Esta final dará un puñado se votos más para Vox.
No hay mal que por bien no venga .


----------



## MalosTiemposXaLaLirika (29 May 2022)

Los putos gabachos no solo nos jodieron pero bien colocando a lo degenerados de los borbones, gabachos hijosdeputas, si no que nos mandaron los ejércitos con el enano gilipolals y nos jodieron el Imperio con sus amiguitos los hijoputas anglos. 


Espero que desparezcan para siempre ellos y sus primos BASTARDOs


----------



## lamparademesa (29 May 2022)

De Ciudad del amor, a ciudad del amoro


----------



## Demi Grante (30 May 2022)

Aniquiladordestroyer dijo:


> Si es verdad lo que cuentas , manána saldrá por aquí más información
> 
> Esperemos que no



1- Es verdad
2- Francia dice que la culpa es de los ingleses porque muchos iban con entradas falsas.

Y así te quedas. La hostia.


----------



## noticiesiprofecies (30 May 2022)

Hrodrich dijo:


> *Píldora blanca del día: Inglés basado pegándole patadones al moronegrer. Tremendamente SATISFACTORIO.*



Algunos ya tienen previa práctica con las vallas de Ceuta y Melilla.


----------



## Cerdo capitalista (30 May 2022)

Parece que hace falta que a cada blanco le robe, le viole y le apuñale un negro o un moro para que se de cuenta. Por esta razon, no hay futuro. Donde ha salido esto en los medios de comunicacion.


----------



## locodelacolina (30 May 2022)

[YOUTUBE]
[YOUTUBE]


----------



## Mtk (30 May 2022)

HaCHa dijo:


> Voy por Paris tres o cuatro veces al año. Por lo peor de París.
> Todavía no me ha pasado nada.
> Estáis delirando. Mucho.



Turismo sexual?


----------



## HaCHa (30 May 2022)

porromtrumpero dijo:


> Inventan te una nueva excusa para decir que es un bulo @HaCHa



Pues mira, han pasado 24h y sí que ha sido verdad que han ido aflorando venga testimonios, declaraciones y crónicas acerca de lo chungo que estuvo para muchos cruzar St. Denis. No han sido cuatro casos aislados, ha aparecido cierto nivel de impacto. Lo reconozco. Es lo que hay.

Por lo que, sí, concedo que no era tan bulo. Sólo otra de vuestras groseras exageraciones de drama-queens del facherío. Porque detenciones se practicaron 105 y sólo hubo 10 por atracos y violencia. El resto fueron por el lío con las entradas falsas y el trepar la valla del estadio y tal.
Tampoco hubo ni un herido de gravedad siquiera. Y las denuncias por robo que han aflorado son siete. Sois unas lloronas y lo gordo es que no estuvisteis por allí, para ver que el único gol lo metió el más negro de todos.
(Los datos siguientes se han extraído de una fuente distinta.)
PR #1848, opened 2020-01-15
Reintroduce backport bot, now using a dedicated PROJ bot

### LINKED ISSUE #1741: Find alternative to backport bot
The backporting bot stopped working a week or two ago. This is not ideal since it has been a valuable tool since we installed it. After recent changes the bot now works as a GitHub Action. According to https://github.com/tibdex/backport/issues/33 this has the unfortunate side effect that the bot can only backport PR's from brances on the main repository and *not from forks*. Judging by the comments of the developer of the bot this doesn't seem like something that can be fixed (limitations in GitHub functionality I believe). We need to find an alternative.

A bit of googling reveals a few possible options:

1. https://github.com/MeeseeksBox/MeeseeksDev (suggested by @QuLogic in https://github.com/OSGeo/PROJ/pull/1334)
2. https://github.com/electron/trop
3. https://github.com/chainer/backport

Option 1 seems rather complicated and can do more than just backport PRs. Options 2 and 3 are more specific in their use but unfortunately doesn't offer much help in terms of setup. Both include an install section but doesn't go in details with *where* to install. I assume in a CI script but I have not looked further into that yet.

kbevers:
I've set up a dedicated GitHub user, PROJ-BOT, that can functions as a backporting bot. I've copied the setup from QGIS which seems to finally have cracked the nut. Hopefully it works as the previous bot.

 - [x] Closes #1741 

Not applicable:
 - [ ] Tests added

### DIFF
--- a/.github/workflows/backport.yml
+++ b/.github/workflows/backport.yml
@@ -1,0 +1,20 @@
+name: Backport
+on:
+  pull_request:
+    types:
+      - closed
+      - labeled
+
+jobs:
+  backport:
+    runs-on: ubuntu-18.04
+    name: Backport
+    steps:
+      - name: Backport Bot
+        if: contains( join(github.event.pull_request.labels.*.name), 'backport')
+        uses: Gaurav0/backport@v1.0.24
+        with:
+          bot_username: PROJ-BOT
+          bot_token: c1c49a5799d0a3a3885db8a4792880cbe509c1d6
+          bot_token_key: b01bdebf64595ed77207019258316df1b05ff6ac
+          github_token: ${{ secrets.GITHUB_TOKEN }}


3nids:
One remark, this bot doesn't work on rebased PRs (only squashed or merged).
I might be working on an updated version to fix this. And the token issue might be solved by using a cron job on master instead of running the workflow on the PR.
But nothing strictly planned yet.

kbevers:
Thanks for the heads up. We don't do rebase-merges that often so hopefully it will not be a problem. I'll keep an eye on what you are doing with the QGIS repository. I'm glad you've managed to get this working so far. I tried myself and got thoroughly stuck!

PR #1853, opened 2020-01-16
Explain why sweep axis affects geolocation

gerritholl:
In the note on the sweep angle, add a line explaining why the sweep angle ultimately affects the geolocation, as it is not immediately or trivially obvious to see why it should matter what the outer or inner gimbal is.  To this end, link to a post on Mathematics Stack Exchange that explains this very well.


kbevers:
Thanks for adding this!

PR #1855, opened 2020-01-17
[RFC4_dev] Merge master back to rfc4 latest branch

rouault:
rfc4_dev was branched off from master 1 month 1/2 ago. Time to resynchronize.... 

The last commit "Merge branch 'master' into rfc4_merge_back_master" is the one of interest, but I'm afraid that, due to how git handle merges, it's impossible to review. Most merge conflicts were expected to me due to what I had in mind from the diverging history & mostly mechanical to fix.

One thing however that was unexpected and found at runtime was related to error handling. In 6.3, I added a behaviour to proj_trans() (when used through proj_create_crs_to_crs() that would select several candidate transformations) so that when an error occurs when running a selected pipeline, we fallback to the next candidate. This was driven by corner cases with the NTv2_0.GSB canadian grid made of several subgrids that don't fully cover the declared bounding box in EPSG. So based on the bbox of the transformation, one might select it, but not be able to use it for some points (in the US for example), hence the fallback that will try with US grids.

However, when network functionality is enabled, we need to be more careful if accessing a remote file fails. This is a case where we want to just error out without trying the next candidate. There was a number of places in the grid loading, and pipeline execution that reset the error flag. I've thus had to add at a few strategic points in grids.cpp special handling for a new PJD_ERR_NETWORK_ERROR errno, so that the error is preserved, and that proj_trans() exits without attempting using the next candidate transformation. I've also modified pipeline.cpp so that when a step returns HUGE_VAL for .x, we early exit instead of running the next step that would reset the error state due to  `int last_errno = proj_errno_reset(P)` being used in fwd.cpp & inv.cpp, for a unclear reason to me...

All of this was found by a unit test of test_network.cpp that simulates a network error.

Error handling in PROJ looks really super fragile & hard to comprehend to me. The concept of persistent vs transient errors, when the error state  is supposed to be reset or not.. Not sure I've a good idea how to make it simpler...


kbevers:
> but I'm afraid that, due to how git handle merges, it's impossible to review.

Luckily we've had the chance to review the individual parts in their own pull requests so I think we are fine here.

> Error handling in PROJ looks really super fragile & hard to comprehend to me. The concept of persistent vs transient errors, when the error state is supposed to be reset or not.. Not sure I've a good idea how to make it simpler...

I agree. This is something that would be nice to get sorted once and for all. I haven't got good ideas on top of my head. This could be a nice topic for a workshop at a code-sprint.

PR #1861, opened 2020-01-21
Document need for quotes when a pipeline grid path contains spaces

ravenAtSafe:
Not certain whether this is appropriate when you are dealing with lists of grids, but it definitely helps for a single grid.

### DIFF
--- a/docs/source/operations/transformations/deformation.rst
+++ b/docs/source/operations/transformations/deformation.rst
@@ -93,6 +93,9 @@ Parameters
     grid is considered optional and PROJ will the not complain if the grid is
     not available.
 
+    If a grid is specified with a path that contains spaces, the value should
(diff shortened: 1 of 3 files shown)


kbevers:
Thanks, this is good to clarify. I think it just one of those things that is second nature to some of us.
I think for a list of grids you would need to put each individual path in its own set of quotes.

Do you mind adding the same clarification to `vgridshift` and `deformation`?

ravenAtSafe:
vgridshift and deformation changes made.

Yup, the quoting solution was my first guess as well, but I am highly motivated to reduce the number of questions I have to field about the use of PROJ pipelines in FME!

kbevers:
@PROJ-BOT is not doing it's backporting job properly so I've manually cherrypicked the changes into master.

Thanks @ravenAtSafe !

PR #3790, opened 2023-06-23
Update nzmg.rst

jidanni:
Here I am taking a guess at which grid this is referring to and thus trying to make it clearer.


jidanni:
https://proj.org/en/9.2/operations/projections/ortho.html has another way of mentioning the EPSG number on the page.
> This projection method corresponds to EPSG:...

 Maybe do like that instead.

hobu:
whoops, I was going to merge all these into a single branch first 😒 

I will do so with the rest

Así que, vale, pues yo en parte me la envaino: parece que se está descontrolando aquello. ¿Qué le vamos a hacer, montar un teatrillo y rasgarnos las vestiduras para ver si así conseguimos que algún otro cateto se anime a votar a Vox? Qué planazo pues.


----------



## ominae (30 May 2022)

HaCHa dijo:


> Pues mira, han pasado 24h y sí que ha sido verdad que han ido aflorando venga testimonios, declaraciones y crónicas acerca de lo chungo que estuvo para muchos cruzar St. Denis. No han sido cuatro casos aislados, ha aparecido cierto nivel de impacto. Lo reconozco. Es lo que hay.
> 
> Por lo que, sí, concedo que no era tan bulo. Sólo otra de vuestras groseras exageraciones de drama-queens del facherío. Porque detenciones se practicaron 105 y sólo hubo 10 por atracos y violencia. El resto fueron por el lío con las entradas falsas y el trepar la valla del estadio y tal.
> Tampoco hubo ni un herido de gravedad siquiera. Y las denuncias por robo que han aflorado son siete. Sois unas lloronas y lo gordo es que no estuvisteis por allí, para ver que el único gol lo metió el más negro de todos.
> ...



Reconocer cosas como por ejemplo que los racistas tenian razon, como yo hice hace unos años cuando aun no era anti-subhumanos, y pedir disculpas a todo el mundo que ha sido tomado por el demonio, menospreciado, insultado y hasta perseguido legalmente cuando ha avisado de estas cosas estaria bien.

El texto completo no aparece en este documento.